Here's the problem. I am unsure of what is the most proper way of encoding the categorical data, and what are the factors I should consider when deciding the encoding method. I have came across several encoding methods, which can be summarized in this article.

As additional information, I am thinking of using logistic regression and random forest as my first test classifiers. I have read that certain encoding methods are more suitable for certain types of classifiers. Hope to have more insight on that matter as well.

I hope that you guys/girls can lend me a helping hand. Thank you very much in advance.

EDIT

Due to P&C, I cannot share instances of the data, however these are examples of the categorical features, and the number of different data for each feature:

  • Country (nominal) (40)
  • Job Grade (ordinal) (8)
  • Year/Quarter Joined (can be ordinal or nominal) (15)
  • Department/Business Unit (nominal) (10)

Library used: scikit-learn

Best Answer

If you have ordinal variables you should encode them by mapping each one to a number. The numbers should be selected in such a way to depict the order or hierarchy of the values in your variable.

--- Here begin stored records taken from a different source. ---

PR #4784, opened 2024-07-18
Reference elements use redux

PavelVanecek:
## Description

Continuing on the quest of removing all references to the generator axisMap. It's getting easier because all the selectors are already in place.

I also had to add the concept of "implicit axis". In the generator this is modelled as "getAxisMapByItems" in case there are no axis DOM elements. In that case we still want to render _something_ in the chart, with sensible defaults, so that's what the implicit axis is for.

There is one breaking change here, Reference elements no longer render inside the Brush panorama: https://www.chromatic.com/test?appId=63da8268a0da9970db6992aa&id=6699050c997f5df5a8727981 this will remain broken until we move the Brush cloning to Redux. I think.

## Related Issue


test/cartesian/ReferenceLine/ReferenceLine.spec.tsx
```diff
@@ -268,80 +268,71 @@ describe('<ReferenceLine />', () => {
...
-        </BarChart>,
-      );
-    }).toThrowError(
-      'Invariant failed: Could not find xAxis by id "this ID definitely does not exist anywhere" [string]. Available ids are: 0',
+  it('should not render anything when passed in invalid xAxisId', () => {
+    const { container } = render(
+      <BarChart width={1100} height={250}>
+        <XAxis />
+        <YAxis />
+        <ReferenceLine xAxisId="this ID definitely does not exist anywhere" />
```
ckifer, line 305: Shouldn't we still invariant on these? Now we're back to someone not knowing why their stuff doesn't render

test/cartesian/ReferenceLine/ReferenceLine.spec.tsx
```diff
@@ -354,18 +345,21 @@ describe('<ReferenceLine />', () => {
...
         <YAxis />
-        {/* reference line is currently unable to differentiate between duplicates on categorical axes. Which one do I render on? The first? Both? */}
         <ReferenceLine y={firstDataItem.name} ifOverflow="extendDomain" />
       </BarChart>,
     );
-    expect(container.querySelectorAll('.recharts-reference-line-line')).toHaveLength(0);
+    const allLines = container.querySelectorAll('.recharts-reference-line-line');
+    expect(allLines).toHaveLength(1);
+    // Is this correct? That looks like a category, not pixel coordinate.
+    expect(allLines[0]).toHaveAttribute('y', '201102');
```
ckifer, line 361: That's weird. Pixel values should be in the 100s. 

Maybe something to look into

ckifer (approved):
Nice! It's still possible to mess up axis ids and will be even more so if we add them to grid and tooltip. Why no invariants?

test/cartesian/ReferenceLine/ReferenceLine.spec.tsx
PavelVanecek: I was considering a more hollistic approach. Something like:
- all components should be permissive by default - if something is wrong, return undefined, never throw
- there should be a "strict mode" prop where each of these invariants will throw an error. Like, when chart width is zero.

What do you think?

ckifer: Personally if it's not working I think I'd like to know about it no matter what, but I do like the idea of modes. 

Sounds good then! We can make an issue to track that

PR #4785, opened 2024-07-18
New selectors for various dimensions and layouts

PavelVanecek:
## Description

New selectors, not used yet. I need this in place because next I want to refactor `calculateOffset` into a selector and that needs all of this information in the state first.

## Related Issue

## Motivation

`calculateOffset` is another user of `xAxisMap` and `yAxisMap` and I want to get rid of those.


src/state/brushSlice.ts
```diff
@@ -0,0 +1,22 @@
...
+const initialState: BrushSettings = {
+  height: 0,
+};
+export const brushSlice = createSlice({
+  name: 'brush',
+  initialState,
+  reducers: {
+    setBrushHeight(state, action: PayloadAction<number>) {
+      state.height = action.payload;
+    },
```
ckifer, line 16: Computing total offset with these causes some fun re-render issues since brush and legend are lower in the tree. Axes currently do the same thing

test/cartesian/XAxis.spec.tsx
```diff
@@ -3978,7 +3978,7 @@ describe('<XAxis />', () => {
       expect(itemDataSpy).toHaveBeenCalledTimes(3);
       expect(displayedDataSpy).toHaveBeenLastCalledWith(pageData);
       // oof
-      expect(axisDomainSpy).toHaveBeenCalledTimes(21);
+      expect(axisDomainSpy).toHaveBeenCalledTimes(24);
```
ckifer, line 3981: lol

ckifer (approved):

src/state/brushSlice.ts
PavelVanecek: I'm not sure how to deal with that yet. Ideally we would have some sort of notification when all children in the React tree are rendered. Does that API exist? Not sure.

ckifer: useLayoutEffect? Idk if that solves this case though

We'll be able to see better how to address it once the generator is a function component I think

PR #4795, opened 2024-07-21
CartesianGrid uses redux axes instead of generator axes

PavelVanecek:
## Description

Removing another dependency on generator axisMap.

This adds new props, `xAxisId` and `yAxisId` to CartesianGrid. Before, it used to select "first" available axis. Trouble is, since the axes are stored in an object, there is no definition of what "first" means, and different browsers and environments are allowed to iterate object values in different ways. I very much don't like that so let's add an explicit axis IDs, and default it to 0, same as all other components do.

## Related Issue


PavelVanecek:
Actually hold on. I think there might be some visual diff. I need to look into it before merging.

PavelVanecek:
Okay fixed: https://www.chromatic.com/test?appId=63da8268a0da9970db6992aa&id=669e5efbb2044d25526c2477

there is only one diff, an empty chart now renders gridlines. I think that's acceptable.

Also this is a breaking change - CartesianGrid, with multiple axes, now requires an axis ID, same as other elements. Before, it just picked one at random.

PR #4798, opened 2024-07-22
Upgrade dependencies to the latest version

abnud11:
This PR upgrades all dependencies in `package.json` to the latest version except ESLint which is upgraded to v8 since v9 is not compatible yet with the plugins used in this project.
## Description

The updates other than `package.json` are:
1- husky no longer needs to source from it inside the hooks, also `husky install` changed to just `husky`.
2- with the update from prettier v2 to v3, formatting with the new version of prettier changed a couple of files, you'll notice that the change in those files is only formatting-related.
3- the update to `eslint-config-airbnb` and other eslint plugins gave new errors since new rules were introduced, these rules were either set to `off` or `warn` or fixed. The only file I didn't know how to fix is `src/util/isDomainSpecifiedByUser.ts` where I had to put disable comments on eslint rule until I figure out how to actually fix these errors.
4- the latest version for vitest deprecated CJS build so renaming `vitest.config.ts` into `vitest.config.mts` was required
5- updating webpack-cli needed an update to scripts using it, especially removing `--entry` command line option since it resulted in an error about duplicate entry point.
6- chromatic was updated to v11, it was confirmed that it works with my chromatic project but you'll probably need to update the chromatic project you use on your end to make it work.
7- The update to vitest also resulted in Typescript errors since some types changed so they were fixed.

## Motivation and Context

Keeping dependencies up-to-date removes Tech dept, ensures security vulnerabilities are fixed, and ensures that current docs applies instead of trying to navigate old docs for old versions.
## How Has This Been Tested?
I ran `npm run lint`, `npm run lint-test` , `npm run lint-storybook`, `npm test` , `npm run test-storybook`, `npm run check-types`, `npm run storybook`, `npm run build-storybook`, `npm run test-storybook:ci`, `npm run chromatic`, `npm run build`, `npm run test-build-output`, `npm run demo` to make sure all have succeeded. I ran `npm run demo` and fixed errors resulting from the upgrade from react-router-dom v5 to v6.

I also ran `npm run analyse` to see that the size of the package didn't change because of upgrade.

## Types of changes

## Checklist:


PavelVanecek:
Thank you @abnud11 ! Who are you, out of curiosity? GitHub account created in May 2024 and jumped straight into chores and upgrades in couple opensource repositories.

PavelVanecek:
The -9k lines in coverage diff is supicious. What happened there?

abnud11:
@PavelVanecek I looked at an example of one of the not covered lines, it's line 103 of `src/cartesian/ReferenceArea.tsx`

That line is not a false negative, it's truely uncovered by tests since no tests put a scale of null on `XAxis` or `YAxis`.

In my opinion, the previous version of `vitest` and its companion `@vitest/coverage-v8` reported 100% coverage which was a mistake, upgrading from v1 to v2 fixed a lot of issues in coverage report which now reports uncovered lines correctly.

This is both good and bad, it means that we thought our tests covered our code when it didn't. also it means that we need to add multiple tests to cover the new uncovered lines.

abnud11:
@PavelVanecek I'm not sure what happened, vitest did mention that on upgrade from v1 to v2, coverage report will be different since they now Exclude empty lines, Typescript Types and other things from coverage report

Maybe it's related to that, I need you to approve the workflow again to further investigate that

PavelVanecek:
Ah right that would explain. Would you mind if I ask you to create a separate PR with only that change so that we can confirm?

abnud11:
@PavelVanecek I understand you, I rollbacked vitest to v1, I will upgrade it to v2 in a later PR but then we will probably need to configure coverage threshold

abnud11:
@PavelVanecek rolled vitest back to v1, can you approve the workflows again so we can see the difference?

PavelVanecek:
https://app.codecov.io/github/recharts/recharts/commit/8a5d57e0a7b90dd9c9671057c424d0de173138ad/indirect-changes this still shows massive improvement. Yes it looks like it's skipping empty lines and TS types. Looks like the rollback didn't work.

Anyway. I think that explains the mystery of missing lines well enough.

PR #4825, opened 2024-07-29
Allow selecting ZAxis scale from redux

PavelVanecek:
## Description

This was almost there, only had to wire through the zAxisId and fix tests and types. I need to select the scale so that I can use it in the scatter points selector next.

## Related Issue


src/cartesian/Area.tsx
```diff
@@ -463,6 +463,7 @@ class AreaWithState extends PureComponent<Props, State> {
             data={this.props.data}
             xAxisId={xAxisId}
             yAxisId={yAxisId}
+            zAxisId={0}
```
ckifer, line 466: does is matter that these don't care about z-axis? Why can't we just leave it undefined?

ckifer (approved):

src/cartesian/Area.tsx
PavelVanecek: Could be undefined too. I used zero so that I don't have to change the type to `string | number | undefined`.

ckifer: sounds good, as long as it doesn't cause issues when someone adds a ZAxis to a component that doesn't accept a ZAxis

PavelVanecek: I can imagine we would want to add it later. It could be represented with a color or perhaps a thickness of a line. Until then it will be ignored.

PR #5432, opened 2025-01-08
Allow using custom Redux components as children inside Recharts

PavelVanecek:
## Description

alpha-1 was failing in my pet project app because I used my own selectors inside the `<Tooltip component={Here} />`. This PR fixes that.

## Related Issue

I forgot to create an issue for this one. alpha-2 I suppose.


ckifer (approved):
Aha, I knew there was something that was going to mess with this. Nice find

PR #5435, opened 2025-01-09
Merge 3.x into master

PavelVanecek:
## Description

Just wondering if we want to merge 3.x into master or rather rename branches.


PavelVanecek:
... yeah I don't feel like resolving all of those conflicts. Let's just rename `master` to `2.x` and then `3.x` to `master` (or `main` or what is the latest recommendation)?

For example, say you have a variable called ratings which assumes the values "bad", "good", "very good". This is clearly an ordinal variable as these values have a clear order ("bad" < "good" < "very good"). In this case you want to map these to three numbers that preserve that order (e.g. "1", "2", "3").

If you have nominal (or categorical) variables you should perform a one-hot encoding. With this scheme you create $M$ new variables, where $M$ is the number of unique values in your variable (e.g. above $M$ was $3$). Each of these variables corresponds to one of the values. To encode the data this way, for each sample, you look at the value of the nominal variable and place $1$ to the corresponding new variable you created; the other variables take the value of $0$.

For example, say you have a variable called color and it takes the values "yellow", "red" and "green". These values can't be ordered in any way, so we clearly have a nominal variable. Like we said we now create $3$ new variables, each one corresponding to a value of the nominal (i.e. each one corresponds to a color). If a sample has a color of "red" the new red variable becomes $1$ while the other two are set to $0$.

While this increases your problem's dimensionality (which usually isn't a good thing), it avoids leading your to making false assumptions regarding the order of the variable (e.g. "red" < "yellow").